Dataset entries
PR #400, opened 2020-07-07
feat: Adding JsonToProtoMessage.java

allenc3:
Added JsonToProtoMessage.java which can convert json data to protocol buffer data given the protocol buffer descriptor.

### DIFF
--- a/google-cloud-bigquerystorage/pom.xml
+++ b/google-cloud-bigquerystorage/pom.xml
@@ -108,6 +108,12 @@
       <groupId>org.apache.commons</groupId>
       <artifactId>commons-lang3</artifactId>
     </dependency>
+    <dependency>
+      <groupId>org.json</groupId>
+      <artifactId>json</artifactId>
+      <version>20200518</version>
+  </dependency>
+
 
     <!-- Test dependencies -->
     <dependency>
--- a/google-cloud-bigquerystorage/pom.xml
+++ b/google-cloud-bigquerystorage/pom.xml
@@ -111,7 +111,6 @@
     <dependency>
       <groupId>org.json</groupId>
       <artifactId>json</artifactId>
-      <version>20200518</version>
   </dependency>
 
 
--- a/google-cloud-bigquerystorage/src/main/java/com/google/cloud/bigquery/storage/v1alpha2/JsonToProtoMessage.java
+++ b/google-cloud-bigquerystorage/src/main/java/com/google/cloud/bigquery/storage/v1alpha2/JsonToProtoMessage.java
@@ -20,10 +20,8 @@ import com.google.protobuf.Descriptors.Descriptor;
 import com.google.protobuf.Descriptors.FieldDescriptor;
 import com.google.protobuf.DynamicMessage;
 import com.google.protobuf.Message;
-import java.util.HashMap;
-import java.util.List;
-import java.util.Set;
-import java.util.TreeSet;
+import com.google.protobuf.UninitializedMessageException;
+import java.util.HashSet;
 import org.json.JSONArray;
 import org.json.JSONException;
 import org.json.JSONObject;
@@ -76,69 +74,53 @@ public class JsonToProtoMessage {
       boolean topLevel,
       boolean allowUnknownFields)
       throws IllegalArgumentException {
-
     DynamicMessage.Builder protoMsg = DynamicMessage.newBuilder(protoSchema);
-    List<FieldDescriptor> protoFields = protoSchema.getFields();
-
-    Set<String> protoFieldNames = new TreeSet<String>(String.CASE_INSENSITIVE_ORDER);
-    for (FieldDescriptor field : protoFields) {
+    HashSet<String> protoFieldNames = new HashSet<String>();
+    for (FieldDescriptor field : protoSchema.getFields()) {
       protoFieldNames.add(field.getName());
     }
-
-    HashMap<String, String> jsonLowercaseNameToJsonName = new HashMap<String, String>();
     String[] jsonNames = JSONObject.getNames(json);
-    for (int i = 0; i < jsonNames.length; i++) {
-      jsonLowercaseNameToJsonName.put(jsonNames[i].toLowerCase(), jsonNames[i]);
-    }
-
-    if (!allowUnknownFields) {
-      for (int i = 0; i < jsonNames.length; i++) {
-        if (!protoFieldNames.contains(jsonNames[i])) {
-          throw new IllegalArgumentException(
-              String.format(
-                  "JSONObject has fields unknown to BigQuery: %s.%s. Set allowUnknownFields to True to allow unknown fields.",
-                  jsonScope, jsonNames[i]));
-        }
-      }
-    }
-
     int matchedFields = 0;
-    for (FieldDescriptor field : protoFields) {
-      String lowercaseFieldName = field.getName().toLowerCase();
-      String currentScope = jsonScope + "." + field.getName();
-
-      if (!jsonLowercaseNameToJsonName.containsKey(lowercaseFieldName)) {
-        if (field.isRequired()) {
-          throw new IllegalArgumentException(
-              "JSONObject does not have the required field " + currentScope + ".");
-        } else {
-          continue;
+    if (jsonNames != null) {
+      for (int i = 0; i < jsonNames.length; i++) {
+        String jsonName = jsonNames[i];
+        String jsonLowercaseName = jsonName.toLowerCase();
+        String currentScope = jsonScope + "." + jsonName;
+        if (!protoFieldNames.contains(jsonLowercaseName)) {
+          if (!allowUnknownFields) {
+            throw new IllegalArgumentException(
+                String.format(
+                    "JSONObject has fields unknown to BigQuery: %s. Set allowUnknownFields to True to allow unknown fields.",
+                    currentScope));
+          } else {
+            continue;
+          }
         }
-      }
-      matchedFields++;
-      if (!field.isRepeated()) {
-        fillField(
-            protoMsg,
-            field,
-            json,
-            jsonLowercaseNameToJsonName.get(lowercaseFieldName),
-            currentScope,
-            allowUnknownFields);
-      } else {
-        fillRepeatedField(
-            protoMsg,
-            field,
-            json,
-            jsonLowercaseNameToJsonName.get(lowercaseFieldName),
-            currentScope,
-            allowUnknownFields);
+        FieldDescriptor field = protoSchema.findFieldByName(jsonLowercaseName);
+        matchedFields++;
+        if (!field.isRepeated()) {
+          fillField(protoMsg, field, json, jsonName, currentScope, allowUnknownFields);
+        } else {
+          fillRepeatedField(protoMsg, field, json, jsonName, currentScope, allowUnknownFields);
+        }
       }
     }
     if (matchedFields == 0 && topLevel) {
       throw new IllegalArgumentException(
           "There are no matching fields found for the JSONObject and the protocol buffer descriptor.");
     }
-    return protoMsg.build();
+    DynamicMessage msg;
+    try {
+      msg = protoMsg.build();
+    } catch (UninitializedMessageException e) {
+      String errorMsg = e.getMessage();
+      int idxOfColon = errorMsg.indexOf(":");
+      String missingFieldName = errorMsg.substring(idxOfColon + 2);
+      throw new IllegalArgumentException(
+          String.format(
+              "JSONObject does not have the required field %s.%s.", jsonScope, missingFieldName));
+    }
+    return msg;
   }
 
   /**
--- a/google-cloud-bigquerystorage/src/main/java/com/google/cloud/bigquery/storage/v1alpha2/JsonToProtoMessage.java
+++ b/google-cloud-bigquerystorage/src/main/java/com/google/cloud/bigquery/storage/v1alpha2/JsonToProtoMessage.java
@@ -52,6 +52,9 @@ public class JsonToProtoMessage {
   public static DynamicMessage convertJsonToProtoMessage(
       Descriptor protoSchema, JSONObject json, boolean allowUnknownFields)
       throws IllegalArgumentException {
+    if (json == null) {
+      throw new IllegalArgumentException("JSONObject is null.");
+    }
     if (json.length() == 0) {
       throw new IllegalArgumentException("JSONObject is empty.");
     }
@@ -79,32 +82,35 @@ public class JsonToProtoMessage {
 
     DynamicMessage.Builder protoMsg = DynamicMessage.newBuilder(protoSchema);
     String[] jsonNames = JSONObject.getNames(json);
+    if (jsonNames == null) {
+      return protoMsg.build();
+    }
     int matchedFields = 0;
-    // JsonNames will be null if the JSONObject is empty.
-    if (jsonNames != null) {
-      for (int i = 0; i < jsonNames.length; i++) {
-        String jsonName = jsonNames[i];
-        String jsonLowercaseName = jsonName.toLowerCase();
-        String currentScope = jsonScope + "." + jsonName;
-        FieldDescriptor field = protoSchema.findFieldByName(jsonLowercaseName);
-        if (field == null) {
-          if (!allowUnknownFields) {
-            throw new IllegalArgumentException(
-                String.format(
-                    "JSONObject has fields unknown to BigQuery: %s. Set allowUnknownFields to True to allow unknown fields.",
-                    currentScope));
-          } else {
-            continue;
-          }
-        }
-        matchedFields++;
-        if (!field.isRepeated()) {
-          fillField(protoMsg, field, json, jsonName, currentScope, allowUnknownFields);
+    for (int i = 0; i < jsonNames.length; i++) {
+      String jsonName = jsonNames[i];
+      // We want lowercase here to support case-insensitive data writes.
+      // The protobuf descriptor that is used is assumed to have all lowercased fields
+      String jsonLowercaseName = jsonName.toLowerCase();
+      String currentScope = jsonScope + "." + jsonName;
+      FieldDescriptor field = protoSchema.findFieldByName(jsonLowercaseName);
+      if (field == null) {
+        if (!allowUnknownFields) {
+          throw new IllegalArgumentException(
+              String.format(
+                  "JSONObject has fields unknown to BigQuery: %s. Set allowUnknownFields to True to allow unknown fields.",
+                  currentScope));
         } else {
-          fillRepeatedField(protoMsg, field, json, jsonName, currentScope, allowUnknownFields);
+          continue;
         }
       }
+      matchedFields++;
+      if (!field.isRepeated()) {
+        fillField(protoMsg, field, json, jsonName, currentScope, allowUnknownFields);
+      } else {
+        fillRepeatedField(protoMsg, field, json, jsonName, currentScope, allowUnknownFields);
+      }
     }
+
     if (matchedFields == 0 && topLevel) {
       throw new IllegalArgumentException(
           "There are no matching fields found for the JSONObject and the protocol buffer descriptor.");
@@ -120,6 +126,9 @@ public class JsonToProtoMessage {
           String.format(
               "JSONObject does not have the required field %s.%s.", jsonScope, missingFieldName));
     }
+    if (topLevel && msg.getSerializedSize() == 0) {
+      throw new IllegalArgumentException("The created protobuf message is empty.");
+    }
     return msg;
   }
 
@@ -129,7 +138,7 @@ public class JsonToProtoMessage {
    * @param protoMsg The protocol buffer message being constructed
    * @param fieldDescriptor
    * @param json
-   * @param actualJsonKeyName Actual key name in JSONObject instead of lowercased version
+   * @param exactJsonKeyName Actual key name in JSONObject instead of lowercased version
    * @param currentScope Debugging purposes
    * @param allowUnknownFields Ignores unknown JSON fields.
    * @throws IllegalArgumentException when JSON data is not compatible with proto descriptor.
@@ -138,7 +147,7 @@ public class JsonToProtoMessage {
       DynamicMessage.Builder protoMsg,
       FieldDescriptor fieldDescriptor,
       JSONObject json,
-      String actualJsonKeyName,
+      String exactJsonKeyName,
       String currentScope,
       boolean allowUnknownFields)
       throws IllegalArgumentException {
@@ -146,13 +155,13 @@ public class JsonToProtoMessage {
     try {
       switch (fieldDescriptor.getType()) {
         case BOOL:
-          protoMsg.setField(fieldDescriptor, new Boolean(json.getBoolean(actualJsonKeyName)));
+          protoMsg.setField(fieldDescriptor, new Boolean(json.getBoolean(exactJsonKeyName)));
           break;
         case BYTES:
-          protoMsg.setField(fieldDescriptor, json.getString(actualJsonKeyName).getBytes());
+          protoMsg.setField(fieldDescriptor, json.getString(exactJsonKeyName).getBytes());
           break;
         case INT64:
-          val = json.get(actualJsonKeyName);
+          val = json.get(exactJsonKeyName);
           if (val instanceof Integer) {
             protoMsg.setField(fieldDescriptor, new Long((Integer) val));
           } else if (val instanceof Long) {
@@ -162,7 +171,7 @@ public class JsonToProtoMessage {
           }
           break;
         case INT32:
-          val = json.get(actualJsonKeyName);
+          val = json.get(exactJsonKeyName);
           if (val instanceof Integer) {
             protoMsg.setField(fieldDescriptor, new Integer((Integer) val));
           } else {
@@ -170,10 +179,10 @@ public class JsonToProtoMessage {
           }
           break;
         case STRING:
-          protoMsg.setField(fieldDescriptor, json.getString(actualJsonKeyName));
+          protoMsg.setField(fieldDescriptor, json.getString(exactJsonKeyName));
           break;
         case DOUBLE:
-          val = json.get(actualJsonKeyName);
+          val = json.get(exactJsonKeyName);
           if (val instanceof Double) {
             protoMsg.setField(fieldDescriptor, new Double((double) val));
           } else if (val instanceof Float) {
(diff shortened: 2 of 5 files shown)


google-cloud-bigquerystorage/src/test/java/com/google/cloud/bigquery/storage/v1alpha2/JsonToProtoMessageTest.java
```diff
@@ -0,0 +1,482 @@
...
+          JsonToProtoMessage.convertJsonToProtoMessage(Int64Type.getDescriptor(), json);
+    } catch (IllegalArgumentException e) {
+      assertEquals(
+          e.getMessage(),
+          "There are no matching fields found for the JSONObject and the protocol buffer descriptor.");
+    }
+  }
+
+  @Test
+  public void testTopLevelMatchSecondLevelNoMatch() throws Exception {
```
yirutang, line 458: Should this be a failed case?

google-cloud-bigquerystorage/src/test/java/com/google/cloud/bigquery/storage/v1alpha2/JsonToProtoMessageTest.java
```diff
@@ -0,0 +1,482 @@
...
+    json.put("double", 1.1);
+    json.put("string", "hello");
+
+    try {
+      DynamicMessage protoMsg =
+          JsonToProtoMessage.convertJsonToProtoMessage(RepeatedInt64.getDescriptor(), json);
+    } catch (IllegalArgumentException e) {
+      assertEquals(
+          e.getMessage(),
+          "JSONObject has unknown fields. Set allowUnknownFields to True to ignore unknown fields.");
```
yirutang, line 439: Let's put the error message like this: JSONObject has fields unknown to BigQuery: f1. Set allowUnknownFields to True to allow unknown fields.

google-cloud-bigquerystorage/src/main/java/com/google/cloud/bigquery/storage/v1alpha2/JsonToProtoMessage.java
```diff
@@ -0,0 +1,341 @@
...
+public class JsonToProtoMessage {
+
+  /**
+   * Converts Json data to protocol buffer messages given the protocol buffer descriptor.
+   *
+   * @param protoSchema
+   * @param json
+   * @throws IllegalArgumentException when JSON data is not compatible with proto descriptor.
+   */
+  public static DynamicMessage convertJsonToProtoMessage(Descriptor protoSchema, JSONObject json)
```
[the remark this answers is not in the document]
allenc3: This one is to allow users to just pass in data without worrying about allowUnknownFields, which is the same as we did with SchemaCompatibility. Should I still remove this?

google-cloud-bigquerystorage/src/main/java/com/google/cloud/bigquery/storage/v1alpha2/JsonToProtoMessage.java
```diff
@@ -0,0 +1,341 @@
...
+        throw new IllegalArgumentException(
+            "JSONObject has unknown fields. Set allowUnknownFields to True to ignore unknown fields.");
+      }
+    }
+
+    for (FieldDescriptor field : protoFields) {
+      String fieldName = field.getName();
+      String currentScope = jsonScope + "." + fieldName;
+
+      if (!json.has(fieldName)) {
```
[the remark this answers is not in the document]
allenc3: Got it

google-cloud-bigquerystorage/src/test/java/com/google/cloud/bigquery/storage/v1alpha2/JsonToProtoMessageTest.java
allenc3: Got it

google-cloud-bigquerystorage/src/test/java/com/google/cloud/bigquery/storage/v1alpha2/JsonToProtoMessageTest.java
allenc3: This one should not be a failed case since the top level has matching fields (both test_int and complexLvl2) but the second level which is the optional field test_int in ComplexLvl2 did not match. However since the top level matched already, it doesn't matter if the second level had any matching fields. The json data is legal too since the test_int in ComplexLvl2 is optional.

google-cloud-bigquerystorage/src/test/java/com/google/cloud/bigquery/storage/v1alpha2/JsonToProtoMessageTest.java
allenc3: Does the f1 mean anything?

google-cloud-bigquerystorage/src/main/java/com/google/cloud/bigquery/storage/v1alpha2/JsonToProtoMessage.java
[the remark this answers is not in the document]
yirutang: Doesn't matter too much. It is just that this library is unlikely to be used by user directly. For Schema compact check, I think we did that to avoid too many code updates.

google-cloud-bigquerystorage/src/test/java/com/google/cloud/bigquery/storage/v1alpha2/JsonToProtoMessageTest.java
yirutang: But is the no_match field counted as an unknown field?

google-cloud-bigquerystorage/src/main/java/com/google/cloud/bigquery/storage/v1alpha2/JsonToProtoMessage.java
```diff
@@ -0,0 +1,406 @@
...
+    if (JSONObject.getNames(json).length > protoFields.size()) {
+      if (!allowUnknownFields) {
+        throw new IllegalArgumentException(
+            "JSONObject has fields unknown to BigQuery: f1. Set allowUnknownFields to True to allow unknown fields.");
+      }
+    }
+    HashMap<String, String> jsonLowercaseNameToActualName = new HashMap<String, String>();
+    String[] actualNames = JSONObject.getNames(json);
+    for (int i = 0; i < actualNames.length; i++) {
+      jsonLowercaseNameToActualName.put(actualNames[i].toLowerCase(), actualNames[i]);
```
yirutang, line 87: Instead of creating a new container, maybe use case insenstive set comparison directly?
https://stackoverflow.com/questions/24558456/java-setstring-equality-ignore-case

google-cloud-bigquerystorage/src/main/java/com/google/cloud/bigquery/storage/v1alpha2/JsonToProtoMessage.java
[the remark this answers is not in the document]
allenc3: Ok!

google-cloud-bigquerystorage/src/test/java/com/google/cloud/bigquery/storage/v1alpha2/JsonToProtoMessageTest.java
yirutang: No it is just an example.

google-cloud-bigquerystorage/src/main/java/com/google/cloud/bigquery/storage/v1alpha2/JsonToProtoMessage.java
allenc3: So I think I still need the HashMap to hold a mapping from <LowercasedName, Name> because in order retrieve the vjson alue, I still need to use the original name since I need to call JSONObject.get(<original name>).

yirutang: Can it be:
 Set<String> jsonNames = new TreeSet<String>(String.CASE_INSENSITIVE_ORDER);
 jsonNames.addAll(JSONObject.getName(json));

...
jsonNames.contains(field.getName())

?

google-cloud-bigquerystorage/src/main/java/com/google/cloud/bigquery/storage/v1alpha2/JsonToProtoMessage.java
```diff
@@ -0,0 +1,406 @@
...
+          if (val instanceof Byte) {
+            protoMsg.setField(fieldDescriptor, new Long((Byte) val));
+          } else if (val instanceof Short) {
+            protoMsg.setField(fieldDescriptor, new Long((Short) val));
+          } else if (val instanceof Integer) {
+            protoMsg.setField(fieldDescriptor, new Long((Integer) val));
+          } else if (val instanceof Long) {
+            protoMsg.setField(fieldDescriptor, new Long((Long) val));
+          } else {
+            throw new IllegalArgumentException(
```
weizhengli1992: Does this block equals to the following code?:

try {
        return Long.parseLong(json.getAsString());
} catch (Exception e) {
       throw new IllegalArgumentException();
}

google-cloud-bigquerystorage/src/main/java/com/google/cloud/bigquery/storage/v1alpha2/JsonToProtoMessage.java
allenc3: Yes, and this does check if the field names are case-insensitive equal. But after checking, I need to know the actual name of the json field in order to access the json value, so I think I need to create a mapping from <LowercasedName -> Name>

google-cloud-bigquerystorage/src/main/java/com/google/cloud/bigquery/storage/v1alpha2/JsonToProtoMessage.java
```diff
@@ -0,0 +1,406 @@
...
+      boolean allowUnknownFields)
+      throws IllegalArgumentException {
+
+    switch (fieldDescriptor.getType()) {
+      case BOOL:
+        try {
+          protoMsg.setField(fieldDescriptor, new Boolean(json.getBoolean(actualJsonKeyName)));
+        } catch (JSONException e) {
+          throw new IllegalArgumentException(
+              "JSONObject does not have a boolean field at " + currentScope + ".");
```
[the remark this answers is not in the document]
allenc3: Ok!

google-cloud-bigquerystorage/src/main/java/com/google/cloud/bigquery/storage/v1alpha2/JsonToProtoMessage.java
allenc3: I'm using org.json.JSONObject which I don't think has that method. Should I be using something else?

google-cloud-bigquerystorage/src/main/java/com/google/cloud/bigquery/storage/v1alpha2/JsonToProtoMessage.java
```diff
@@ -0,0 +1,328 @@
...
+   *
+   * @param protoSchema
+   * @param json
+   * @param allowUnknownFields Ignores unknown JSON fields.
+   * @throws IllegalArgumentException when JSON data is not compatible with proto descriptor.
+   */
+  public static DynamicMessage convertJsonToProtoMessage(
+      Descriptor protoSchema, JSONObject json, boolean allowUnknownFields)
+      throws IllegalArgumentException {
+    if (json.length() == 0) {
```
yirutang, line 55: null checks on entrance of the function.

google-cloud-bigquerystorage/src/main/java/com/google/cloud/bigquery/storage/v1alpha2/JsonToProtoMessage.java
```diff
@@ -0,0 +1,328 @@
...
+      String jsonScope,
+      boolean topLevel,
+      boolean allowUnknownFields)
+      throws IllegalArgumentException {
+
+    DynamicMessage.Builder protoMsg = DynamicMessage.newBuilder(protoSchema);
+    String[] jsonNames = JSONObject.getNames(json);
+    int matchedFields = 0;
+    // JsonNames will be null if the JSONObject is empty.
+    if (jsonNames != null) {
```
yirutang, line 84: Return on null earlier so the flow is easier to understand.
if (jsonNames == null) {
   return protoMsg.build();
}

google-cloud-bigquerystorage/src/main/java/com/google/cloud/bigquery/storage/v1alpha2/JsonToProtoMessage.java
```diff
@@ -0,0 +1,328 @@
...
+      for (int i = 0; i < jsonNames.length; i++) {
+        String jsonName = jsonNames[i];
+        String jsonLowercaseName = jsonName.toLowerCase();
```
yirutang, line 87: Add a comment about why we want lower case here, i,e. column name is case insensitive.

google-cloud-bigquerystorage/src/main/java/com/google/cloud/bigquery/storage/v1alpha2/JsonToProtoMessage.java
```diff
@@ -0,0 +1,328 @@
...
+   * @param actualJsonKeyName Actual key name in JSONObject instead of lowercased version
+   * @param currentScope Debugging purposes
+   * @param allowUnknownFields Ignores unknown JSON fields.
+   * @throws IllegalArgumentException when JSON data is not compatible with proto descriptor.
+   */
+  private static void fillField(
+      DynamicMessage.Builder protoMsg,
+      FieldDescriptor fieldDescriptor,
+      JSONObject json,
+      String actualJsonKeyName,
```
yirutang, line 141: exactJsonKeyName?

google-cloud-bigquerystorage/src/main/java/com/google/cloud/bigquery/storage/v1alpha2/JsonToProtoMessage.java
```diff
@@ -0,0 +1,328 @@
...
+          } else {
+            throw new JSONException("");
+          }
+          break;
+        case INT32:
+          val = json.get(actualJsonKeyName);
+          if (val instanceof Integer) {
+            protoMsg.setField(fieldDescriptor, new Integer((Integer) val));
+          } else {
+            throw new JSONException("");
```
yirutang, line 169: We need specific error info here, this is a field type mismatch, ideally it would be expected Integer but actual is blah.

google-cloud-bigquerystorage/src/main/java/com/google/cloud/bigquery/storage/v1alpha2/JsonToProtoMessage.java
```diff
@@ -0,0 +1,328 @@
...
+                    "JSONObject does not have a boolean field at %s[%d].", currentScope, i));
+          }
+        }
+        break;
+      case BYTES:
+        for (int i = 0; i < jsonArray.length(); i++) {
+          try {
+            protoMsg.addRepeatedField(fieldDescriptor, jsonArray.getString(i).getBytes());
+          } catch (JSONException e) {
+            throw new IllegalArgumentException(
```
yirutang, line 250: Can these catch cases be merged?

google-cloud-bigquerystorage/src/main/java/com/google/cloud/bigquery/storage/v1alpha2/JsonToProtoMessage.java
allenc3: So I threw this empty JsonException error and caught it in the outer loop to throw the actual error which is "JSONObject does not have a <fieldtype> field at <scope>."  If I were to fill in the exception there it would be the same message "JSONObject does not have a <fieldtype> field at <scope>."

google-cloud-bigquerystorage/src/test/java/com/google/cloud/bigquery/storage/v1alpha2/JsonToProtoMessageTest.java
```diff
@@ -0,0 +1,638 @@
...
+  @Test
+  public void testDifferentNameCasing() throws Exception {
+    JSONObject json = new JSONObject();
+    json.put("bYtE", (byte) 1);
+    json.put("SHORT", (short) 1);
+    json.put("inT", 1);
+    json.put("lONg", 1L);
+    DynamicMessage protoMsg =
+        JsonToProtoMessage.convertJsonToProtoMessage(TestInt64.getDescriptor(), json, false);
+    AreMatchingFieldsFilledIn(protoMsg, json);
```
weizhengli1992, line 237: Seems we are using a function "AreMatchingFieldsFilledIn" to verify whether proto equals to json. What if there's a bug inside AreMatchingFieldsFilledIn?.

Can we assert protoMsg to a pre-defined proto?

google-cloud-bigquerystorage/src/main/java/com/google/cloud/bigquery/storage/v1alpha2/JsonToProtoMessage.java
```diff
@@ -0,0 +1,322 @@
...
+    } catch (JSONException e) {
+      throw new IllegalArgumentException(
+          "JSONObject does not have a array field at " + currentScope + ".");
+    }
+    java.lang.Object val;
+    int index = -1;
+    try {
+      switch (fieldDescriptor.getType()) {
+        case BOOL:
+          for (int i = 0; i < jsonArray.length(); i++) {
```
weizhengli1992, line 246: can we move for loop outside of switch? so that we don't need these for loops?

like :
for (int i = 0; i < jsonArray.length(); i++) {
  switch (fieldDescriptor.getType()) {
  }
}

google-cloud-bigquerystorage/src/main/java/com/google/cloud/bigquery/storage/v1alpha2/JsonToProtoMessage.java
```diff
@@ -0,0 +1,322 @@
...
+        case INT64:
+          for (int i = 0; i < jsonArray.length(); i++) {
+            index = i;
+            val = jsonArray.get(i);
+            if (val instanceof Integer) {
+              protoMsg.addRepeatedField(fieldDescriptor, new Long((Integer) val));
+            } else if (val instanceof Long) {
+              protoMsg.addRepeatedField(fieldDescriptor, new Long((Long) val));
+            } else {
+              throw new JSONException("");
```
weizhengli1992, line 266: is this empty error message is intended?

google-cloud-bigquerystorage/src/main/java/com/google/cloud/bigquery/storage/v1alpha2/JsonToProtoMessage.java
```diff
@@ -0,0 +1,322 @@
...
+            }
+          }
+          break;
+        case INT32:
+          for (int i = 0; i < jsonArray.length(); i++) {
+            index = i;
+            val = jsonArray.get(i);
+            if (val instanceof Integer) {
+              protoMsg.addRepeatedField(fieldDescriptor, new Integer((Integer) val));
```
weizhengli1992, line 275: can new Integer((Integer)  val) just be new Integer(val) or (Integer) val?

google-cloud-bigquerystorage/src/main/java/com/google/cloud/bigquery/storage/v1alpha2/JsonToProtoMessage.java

| Your objective |
Go through the records above and copy every line holding the word "findFieldByName".

| Task answer |
+        FieldDescriptor field = protoSchema.findFieldByName(jsonLowercaseName);
-        FieldDescriptor field = protoSchema.findFieldByName(jsonLowercaseName);
+      FieldDescriptor field = protoSchema.findFieldByName(jsonLowercaseName);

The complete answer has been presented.